▸ **Instructions for the task**
Look through the material below and give the number of lines holding "issues", with no other words.

▸ **Supplied material**

PR #56805, opened 2025-10-10
[fix](csv) fix wrong result when escape and enclose are same

morningman:


morningman:
fixed by https://github.com/apache/doris/pull/57632

PR #56854, opened 2025-10-11
[fix](ubsan) fix ub error of uninitialized variable

morningman:
Problem Summary:
The `bool` value should be initialized, otherwise it will cause crash when enabling UBSAN

```
be/src/vec/sink/writer/vfile_result_writer.cpp:139:71: runtime error: load of value 190, which is not a valid value for type 'bool'
```

### Release note

None

### Check List (For Author)

- Test 
    - [ ] Regression test
    - [ ] Unit Test
        - [x] Previous test can cover this change.
        - [ ] Other reason 

- Behavior changed:
    - [x] No.
    - [ ] Yes. 

    - [x] No.
    - [ ] Yes. 

- [ ] Confirm test cases
- [ ] Confirm document
- [ ] Add branch pick label

### DIFF
--- a/be/src/pipeline/exec/result_sink_operator.h
+++ b/be/src/pipeline/exec/result_sink_operator.h
@@ -47,8 +47,8 @@ struct ResultFileOptions {
     std::vector<TParquetSchema> parquet_schemas;
     TParquetCompressionType::type parquet_commpression_type;
     TParquetVersion::type parquet_version;
-    bool parquert_disable_dictionary;
-    bool enable_int96_timestamps;
+    bool parquert_disable_dictionary = false;
+    bool enable_int96_timestamps = false;
     //note: use outfile with parquet format, have deprecated 9:schema and 10:file_properties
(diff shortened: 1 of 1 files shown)


be/src/pipeline/exec/result_sink_operator.h
```diff
@@ -47,8 +47,8 @@ struct ResultFileOptions {
     std::vector<TParquetSchema> parquet_schemas;
     TParquetCompressionType::type parquet_commpression_type;
     TParquetVersion::type parquet_version;
-    bool parquert_disable_dictionary;
```
yiguolei, line 50: why not init all the members of ResultFileOptions?

morningman: only primitive type like int and bool need init.
Other types have default constructor.

zclllyybb (approved):

hubgeter (approved):

CalvinKirs (approved):

PR #57063, opened 2025-10-16
[fix](catalog)Disable Hadoop FileSystem cache for multi-configurationobject storage catalogs

CalvinKirs:
… 

Iceberg and Paimon catalogs access object storage (OSS, OBS, etc.) using Hadoop FileSystem libraries. In environments with multiple storage configurations, the FileSystem cache may cause instances to be shared across configurations, leading to potential conflicts or incorrect access.

This PR disables the Hadoop FileSystem cache (`fs.oss.impl.disable.cache=true`) for each OSS to ensure configuration isolation and prevent cache overwrites.

If necessary, the cache can also be explicitly enabled for specific catalogs 
by setting `fs.oss.impl.disable.cache=false`.


morningman (dismissed):
LGTM

hubgeter (approved):

zy-kkk (approved):

PR #57514, opened 2025-10-30
[chore](dep)Upgrade ranger to 2.7.0

CalvinKirs:


zgxme (approved):

morningman (approved):

fe/fe-core/pom.xml
```diff
@@ -698,6 +698,10 @@ under the License.
             <groupId>com.zaxxer</groupId>
             <artifactId>HikariCP</artifactId>
         </dependency>
+        <dependency>
+            <groupId>org.apache.kafka</groupId>
+            <artifactId>kafka-clients</artifactId>
+        </dependency>
```
CalvinKirs, line 704: In the previous version, range brought in this client as a transitive dependency, but in the new version, we need to add it explicitly.
That said, we shouldn’t include ↳kafka-client at all — even for testing — since the FE module doesn’t interact with Kafka in any way.

PR #57521, opened 2025-10-30
[fix](iceberg) Support client.region and iceberg.rest.* properties invended credentials

zy-kkk:
When using Iceberg REST catalog with vended credentials enabled:
  - **Polaris** returns `s3.region`, `s3.access-key-id`, etc.
  - **Gravitino** returns `client.region`, `s3.access-key-id`, etc. (following Iceberg official naming)

  Current implementation only filters properties with `s3.`, `oss.`, etc. prefixes, causing `client.region` to be filtered out, which leads to `No storage
  properties found for schema: s3` error.


zy-kkk:
run buildall

morningman (approved):
LGTM

CalvinKirs (approved):

PR #58322, opened 2025-11-25
[regression](filecache) Update eviction size assertion in TTL LRU test

freemandealer:
because the data loaded into doris are compressed, so the origin assertion of amount of data evict by overfill the cache would be to large for the compressed data.


freemandealer:
run buildall

gavinchou (approved):

Yukang-Lian (approved):

koarz (approved):

PR #58105, opened 2025-11-18
[fix](nereids)allow sync mv has same columns as base table when it has where clause

starocean999:
```
create table d_table(
    k1 int null,
    k2 int not null,
    k3 bigint null,
    k4 varchar(100) null
)
duplicate key (k1,k2,k3)
distributed BY hash(k1) buckets 3
properties("replication_num" = "1");

create materialized view kx1234 as select k1 as y1, k2 as y2, k3 as y3, k4 as y4 from d_table where k1 = 1;

before this pr, the create mv command will fail because the columns in the select list is same as base table. 
But the mv is useful, because it has where clause to filter some data. This pr correct it
```
### What problem does this PR solve?

Issue Number: close #xxx

Related PR: #xxx

Problem Summary:

### Release note

None

### Check List (For Author)

- Test 
    - [ ] Regression test
    - [ ] Unit Test
    - [ ] Manual test (add detailed scripts or steps below)
    - [ ] No need to test or manual test. Explain why:
        - [ ] This is a refactor/code format and no logic has been changed.
        - [ ] Previous test can cover this change.
        - [ ] No code files have been changed.
        - [ ] Other reason 

- Behavior changed:
    - [ ] No.
    - [ ] Yes. 

- Does this need documentation?
    - [ ] No.
    - [ ] Yes. 

### Check List (For Reviewer who merge this PR)

- [ ] Confirm the release note
- [ ] Confirm test cases
- [ ] Confirm document
- [ ] Add branch pick label

PR #58342, opened 2025-11-25
branch-3.1: [fix](nereids)allow sync mv has same columns as base table when it has where clause #58105

starocean999:
picked from #58105


starocean999:
run buildall

morrySnow (approved):

PR #48462, opened 2025-02-28
[fix](information_schema) The time type in tables under the information_schema should change according to the time_zone.

BePPPower:
Problem Summary:
Fix the issue where the time type in tables under the information_schema does not change with the `time_zone` session variable.

### Release note

None

### Check List (For Author)

- Test 
    - [x] Regression test
    - [ ] Unit Test
    - [ ] Manual test (add detailed scripts or steps below)
    - [ ] No need to test or manual test. Explain why:
        - [ ] This is a refactor/code format and no logic has been changed.
        - [ ] Previous test can cover this change.
        - [ ] No code files have been changed.
        - [ ] Other reason 

- Behavior changed:
    - [ ] No.
    - [x] Yes. 

- Does this need documentation?
    - [x] No.
    - [ ] Yes. 

### Check List (For Reviewer who merge this PR)

- [ ] Confirm the release note
- [ ] Confirm test cases
- [ ] Confirm document
- [ ] Add branch pick label

PR #58412, opened 2025-11-26
[fix](information_schema) Fix timezone format incompatibility when using offset timezone

zy-kkk:
Related PR: #48462

  When `time_zone` is set to offset format like `+08:00`, `cctz::time_zone::name()`
  returns internal format `Fixed/UTC+08:00:00` which Java `ZoneId.of()` cannot parse.

  Use the original timezone string instead of `_timezone_obj.name()` when passing
  timezone to FE via thrift RPC.


morningman (dismissed):
LGTM

zy-kkk:
run buildall

morningman (approved):
LGTM

CalvinKirs (approved):

PR #58467, opened 2025-11-27
[[fix](rest-s3)Set AWS Request Checksum Calculation only if not set void issues on non-S3 storage

CalvinKirs:
AWS SDK for Java v2 uses the system property AwsSystemSetting.AWS_REQUEST_CHECKSUM_CALCULATION to control request payload checksum calculation.

According to the official discussion AWS SDK v2 Discussion https://github.com/aws/aws-sdk-java-v2/discussions/5802 

By default, the SDK may automatically calculate checksums when required.

For AWS S3, setting the default value "WHEN_REQUIRED" ensures checksums are calculated only when necessary, providing both compatibility and performance benefits.

For non-S3 object storage (such as COS, OSS, OBS), using this default value may cause errors, for example:

`aws-chunked encoding is not supported with the specified x-amz-content-sha256 value`

because these services do not support AWS-specific chunked encoding or SHA256 checksum.


CalvinKirs:
run buildall

CalvinKirs:
run buildall

morningman (approved):
LGTM

zy-kkk (approved):

PR #2131, opened 2016-11-05
fix balloonTooltip for stats

joshuaruesweg:


jens1o:
Ah thanks. I thought it was removed 😄

PR #2142, opened 2016-11-27
Fix "DailyMotion" media bbcode

woouki:
With the current code, the video is not converted correctly. Only a blank post is displayed.

See https://developer.dailymotion.com/player#player-parameters


wcfsetup/setup/db/install.sql
```diff
@@ -2150,7 +2150,7 @@ INSERT INTO wcf1_template_group (parentTemplateGroupID, templateGroupName, templ
...
 	-- DailyMotion
-	INSERT INTO wcf1_bbcode_media_provider (title, regex, html) VALUES ('DailyMotion', 'https?://(?:www\\.)?dailymotion\\.com/video/(?P<ID>[a-zA-Z0-9]+)', '<iframe width="480" height="208" src="http://www.dailymotion.com/embed/video/{$ID}"></iframe>');
+	INSERT INTO wcf1_bbcode_media_provider (title, regex, html) VALUES ('DailyMotion', 'https?://(?:www\.)?dailymotion\.com/video/(?P<ID>[a-zA-Z0-9_-]+)', '<iframe width="480" height="270" src="//www.dailymotion.com/embed/video/{$ID}"></iframe>');
```
BurntimeX: Why did you remove the double-backlashes here?

woouki: With double-backlashes, the videos are not recognized, only a link or a blank post appears after saving a new thread/post. After the double-backlashes are removed, the video is converted and displayed correctly. Testet with Beta 5 and this video:
http://www.dailymotion.com/video/x53ishb_gedruckte-pfoten-diese-hunde-laufen-zum-ersten-mal_animals

PR #2148, opened 2016-12-15
Load language neutral content

Griborim:
Load language neutral content if content does not exist in the language

### DIFF
--- a/wcfsetup/install/files/lib/data/box/Box.class.php
+++ b/wcfsetup/install/files/lib/data/box/Box.class.php
@@ -189,6 +189,8 @@ class Box extends DatabaseObject {
 		if ($this->isMultilingual || $this->boxType == 'system') {
 			if (isset($this->boxContents[WCF::getLanguage()->languageID])) {
 				return $this->boxContents[WCF::getLanguage()->languageID]->title;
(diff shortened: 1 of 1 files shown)


wcfsetup/install/files/lib/data/box/Box.class.php
```diff
@@ -189,6 +189,8 @@ public function getBoxContentTitle() {
 		if ($this->isMultilingual || $this->boxType == 'system') {
 			if (isset($this->boxContents[WCF::getLanguage()->languageID])) {
 				return $this->boxContents[WCF::getLanguage()->languageID]->title;
+			} else if (isset($this->boxContents[0])) {
```
joshuaruesweg: code style

joshuaruesweg:
Also I recommend to merge this with the first if condition. 

So:
```php
if (($this->isMultilingual || $this->boxType == 'system') && isset($this->boxContents[0])) {
  	if (isset($this->boxContents[WCF::getLanguage()->languageID])) {
  		return $this->boxContents[WCF::getLanguage()->languageID]->title;
 	}
}
else if (isset($this->boxContents[0])) {
```

AND merge this behavior with the other functions (e.g. `getImage()`) otherwise it is not the same behavior.

PR #2150, opened 2016-12-16
Fix cronjob month calculation

Morik:
The current implementation ignores the month parameter at all

### DIFF
--- a/wcfsetup/install/files/lib/util/CronjobUtil.class.php
+++ b/wcfsetup/install/files/lib/util/CronjobUtil.class.php
@@ -147,7 +147,7 @@ final class CronjobUtil {
 		self::$result['month'] = $values['month'][$index];
 		
 		// swap to the next year if the next execution month is before the current month
-		if(self::$result['month'] < gmdate('n', self::$timeBase)) {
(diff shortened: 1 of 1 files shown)


dtdesign:
These changes do not take into account that the combination of the calculated day and month are invalid, which would require recalculating the day based on the next possible month, that is the month dictated by the instructions and matching the day.

Furthermore, this change is targeting WCF 2.1 and following our strict stability policy it must solve a show-stopper type issue to be valid for merging. This issue can be annoying, but it isn't critical and can be easily worked around by manually checking the month when setting the cronjob to once per month.

Corrupting the cronjob calculation in the (old-)stable release should and will not be taken lightly. As a result this change does not qualify for merging into WCF 2.1 at all.

jens1o:
But, instead, could you remove the month field in the cronjob editor, since it's obsolete?

Morik:
I actually have already a fix for the month / year problem but cant push it as im currently on holidays in Sweden ;)
I'll detected it while trying all currently used cronjobs to detect any problems with the new implementation.
I will publish it together with my test results to show that there is no side effect by the changes and push it to the wsc3 tree.

PR #2151, opened 2016-12-17
Fix anti-aliasing issue with Safari/WebKit

azerusDE:
See: https://community.woltlab.com/thread/252285-anti-aliasing-effekt-im-safari-korrigieren/


dtdesign:
Not sure if it is a good idea to target all browsers, also the thread implies that there might be more than one place where Safari runs into issues.

azerusDE:
Does not work properly with the code. Dropdown can not be opened anymore.

dtdesign:
@azerusDE Thanks for your efforts, but I'll run my own tests anyway, especially since I want to limit the changes to Safari as best as possible.

PR #2152, opened 2016-12-21
Add afterBoxes event

jens1o:
This PR adds the possibility to add a Box into the current user online box, for example when adding new statistics/categories etc.

### DIFF
--- a/com.woltlab.wcf/templates/usersOnlineInfoBox.tpl
+++ b/com.woltlab.wcf/templates/usersOnlineInfoBox.tpl
@@ -34,4 +34,5 @@
 			</div>
 		{/if}
 	</section>
+	{event name='afterBoxes'}
 {/if}


dtdesign:
I can't think of any reason why just adding another box doesn't cut it? Additionally, this isn't a generic statistics box where you can throw in random stats.

Please include a real world example why such an event would be required and why adding an own box won't have the same result.

jens1o:
Because you can ensure that the box added by this Template Listener is always right behind the box(which is not possible when you're creating a plugin). For example, when you want to celebrate a user, you could place a box right behind it instead of having it around anywhere else. The disadvantages are that the box added isn't available in the Box Menu.

Okey, I think when the box added isn't in the Box Menu, it will frustrating the users. Closing... Sorry!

▸ **Result below**
2